The weapon probably belonged to one of the first settlers to arrive at Jamestown, Virginia, in 1607, and was recovered from a well at the site with several other "hugely significant" artefacts.
"It was like Christmas in July," said Bly Straube, the curator of the Jamestown Rediscovery museum where the snaphaunce pistol, probably made by a manufacturer in the Scottish Lowlands more than 400 years ago, was being cleaned up in a chemical-free water bath yesterday.
"The lock is encrusted but it has a brass barrel common on a lot of Scottish-made pistols. It's very distinctive and in very good condition."
The pistol, leather shoes, a ceremonial axe known as a halberd and a small lead tag engraved with the archaic spelling "Yames Towne" are some of the earliest European artefacts to be discovered in the United States, according to William Kelso, the site's director of archaeology.
His team has spent 12 years excavating areas of the 22.5-acre Jamestown site, where three boats carrying 107 colonists, under the command of Captain John Smith, landed on 14 May, 1607, and began construction of what would become Britain's first permanent settlement in the New World.
Also recovered from the well this week was the first completely intact Bartmann water jug.
Segments of other jugs have been recovered and replicas have become best sellers in Jamestown's gift shop.
Once clean, all the artefacts will be freeze-dried then given a protective wax coating before they go on display.
"They're the earliest you could find in what is now the United States," Mr Kelso said. He added: "On a scale of one to ten, this is an 11. The pistol is gorgeous. Maybe it was lost accidentally, or maybe it was broken. It's not even tarnished. The brass looks like gold."
Dr David Caldwell, curator of the National Museum of Scotland and an expert on medieval weapons, has also welcomed the discovery."It's very exciting because, of these 17th-century Scottish pistols, there are maybe only about 30 or 40 remaining anywhere in the world," he said. "Most of them are preserved in collections abroad, where they might have been given as gifts by mercenaries to foreign dignitaries. Virtually none is preserved in Scotland, or has come out of the ground in Scotland.
"So to have one turn up in the context of somewhere like Jamestown is very interesting. It's evidence of a weapon actually being used by the people of that time, and not one from a collection that was probably never fired."
Ms Straub said that the dig had uncovered similar weapons in the past, including a matching pair of left and right-handed pistols, but none was in such good condition. "The water in the well was the perfect preserver because it had no oxygen in it," she said.
"The colonists probably abandoned the well and started throwing rubbish in it when the water became stagnant and was no longer drinkable."
Another theory is that the gun's owner placed the weapon on the well's rim as he tried to get a drink and accidentally knocked it in.
The truth will never be known, but Ms Straub said that the gun almost certainly belonged to a civilian family man among the settlers."It was the preferred personal weapon of a gentleman, and wouldn't have been issued to the rank and file in the military.

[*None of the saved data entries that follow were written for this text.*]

PR #891, opened 2021-07-21
Bug 1975296: Remove external remediation annotation for healthy machines

slintes:
There are cases when the machine is healthy again before external remediation happened, e.g. when remediation failed, but the machine rebooted for another reason. Prevent remediation of these now healthy machines by removing the external remediation annotation.

This is part of the fix for bz 1975296, the other one is in https://github.com/openshift/cluster-api-provider-baremetal/pull/157

### DIFF
--- a/pkg/controller/machinehealthcheck/machinehealthcheck_controller.go
+++ b/pkg/controller/machinehealthcheck/machinehealthcheck_controller.go
@@ -724,6 +724,9 @@ func (t *target) remediationStrategyExternal(r *ReconcileMachineHealthCheck) err
 
 func (t *target) removeRemediationStrategyExternal(r *ReconcileMachineHealthCheck) error {
 	// external annotation does not exist on the machine, nothing to do
+	if t.Machine.Annotations == nil {
+		return nil
+	}
 	if _, ok := t.Machine.Annotations[machineExternalAnnotationKey]; !ok {
 		return nil
 	}
--- a/pkg/controller/machinehealthcheck/machinehealthcheck_controller.go
+++ b/pkg/controller/machinehealthcheck/machinehealthcheck_controller.go
@@ -69,6 +69,12 @@ const (
 	// EventExternalAnnotationAdded is emitted when external annotation was
 	// successfully added to a Node object
 	EventExternalAnnotationAdded string = "ExternalAnnotationAdded"
+	// EventExternalAnnotationRemovalFailed is emitted in case removing external annotation
+	// from a Machine object failed
+	EventExternalAnnotationRemovalFailed string = "ExternalAnnotationRemovalFailed"
+	// EventExternalAnnotationRemoved is emitted when external annotation was
+	// successfully removed from a Machine object
+	EventExternalAnnotationRemoved string = "ExternalAnnotationRemoved"
 )
 
 var (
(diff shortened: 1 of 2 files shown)


pkg/controller/machinehealthcheck/machinehealthcheck_controller.go
```diff
@@ -706,6 +722,35 @@ func (t *target) remediationStrategyExternal(r *ReconcileMachineHealthCheck) err
 	return nil
 }
 
+func (t *target) removeRemediationStrategyExternal(r *ReconcileMachineHealthCheck) error {
+	// external annotation does not exist on the machine, nothing to do
+	if _, ok := t.Machine.Annotations[machineExternalAnnotationKey]; !ok {
```
mshitrit, line 727: (Nice to have) - Might be worth checking `t.Machine.Annotations` isn't nil as a safeguard

pkg/controller/machinehealthcheck/machinehealthcheck_controller_test.go
```diff
@@ -241,6 +241,10 @@ func TestReconcile(t *testing.T) {
 	machineAlreadyDeleted := maotesting.NewMachine("machineAlreadyDeleted", nodeAlreadyDeleted.Name)
 	machineAlreadyDeleted.SetDeletionTimestamp(&metav1.Time{Time: time.Now()})
 
+	// machine with external remediation annotation, but with now healthy node
+	machineHealthyWithExtRemAnnotation := maotesting.NewMachine("healthyWithExtRemAnn", nodeHealthy.Name)
+	machineHealthyWithExtRemAnnotation.Annotations[machineExternalAnnotationKey] = ""
```
mshitrit, line 246: (NTH) I realize that the value of the annotation isn't important (only it's existence), however I still think it'll be better to use in at least one of the cases none-empty string.
That is in the off chance that latter on the production code will actually regard the value.

pkg/controller/machinehealthcheck/machinehealthcheck_controller.go
slintes: will do 👍🏼

pkg/controller/machinehealthcheck/machinehealthcheck_controller_test.go
slintes: we are in full control of how this annotation is used, and it will be replaced by the external remediation feature soonish anyway... so I think this is fine

pkg/controller/machinehealthcheck/machinehealthcheck_controller.go
```diff
@@ -253,8 +259,18 @@ func (r *ReconcileMachineHealthCheck) Reconcile(ctx context.Context, request rec
 		return reconcile.Result{}, err
 	}
 	errList = append(errList, r.remediate(ctx, needRemediationTargets, mhc)...)
+
+	// remove external remediation annotation for healthy machines in case they get healthy before remediation happened
+	for _, h := range currentHealthy {
```
zaneb, line 264: I don't believe there's any safe way to treat a Machine that is potentially in the middle of being rebooted as 'healthy'. We need to treat it as unhealthy and apply the MaxUnhealthy limit as in #898, otherwise there will always be a possibility of remediating too many Machines at once.

It's possible to return a _separate_ list of "reprieved" Machines and try to cancel remediation as a backup. However, per https://github.com/openshift/cluster-api-provider-baremetal/pull/157#discussion_r683473906 I'm not sure there is ever a safe way to implement this.

zaneb (commented):
Note that this must not merge before openshift/cluster-api-provider-baremetal#157, since without that change removing the annotation will simply prevent CAPBM from completing the reboot process.
/hold

slintes:
closing in favor of https://github.com/openshift/machine-api-operator/pull/898

/close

They were unwieldy weapons."
The first recorded use of a snaphaunce pistol was on an early English raid to the New World in 1584.
Like all Scottish-made firearms of the period, they were muzzle-loaded and featured a simple lock firing mechanism.
"One of the fortunate things is that manufacturers put their own markers or date stamps on the weapons around that time, so it will be interesting to see if we can identify it further," Dr Caldwell said.
The Queen and the US president, George Bush, have been invited to next year's 400th anniversary celebrations of the Jamestown settlement, which is already causing much interest in the US.
A replica of the galleon Godspeed, which first transported the settlers to Virginia, is currently on a six-month tour of historic east coast ports.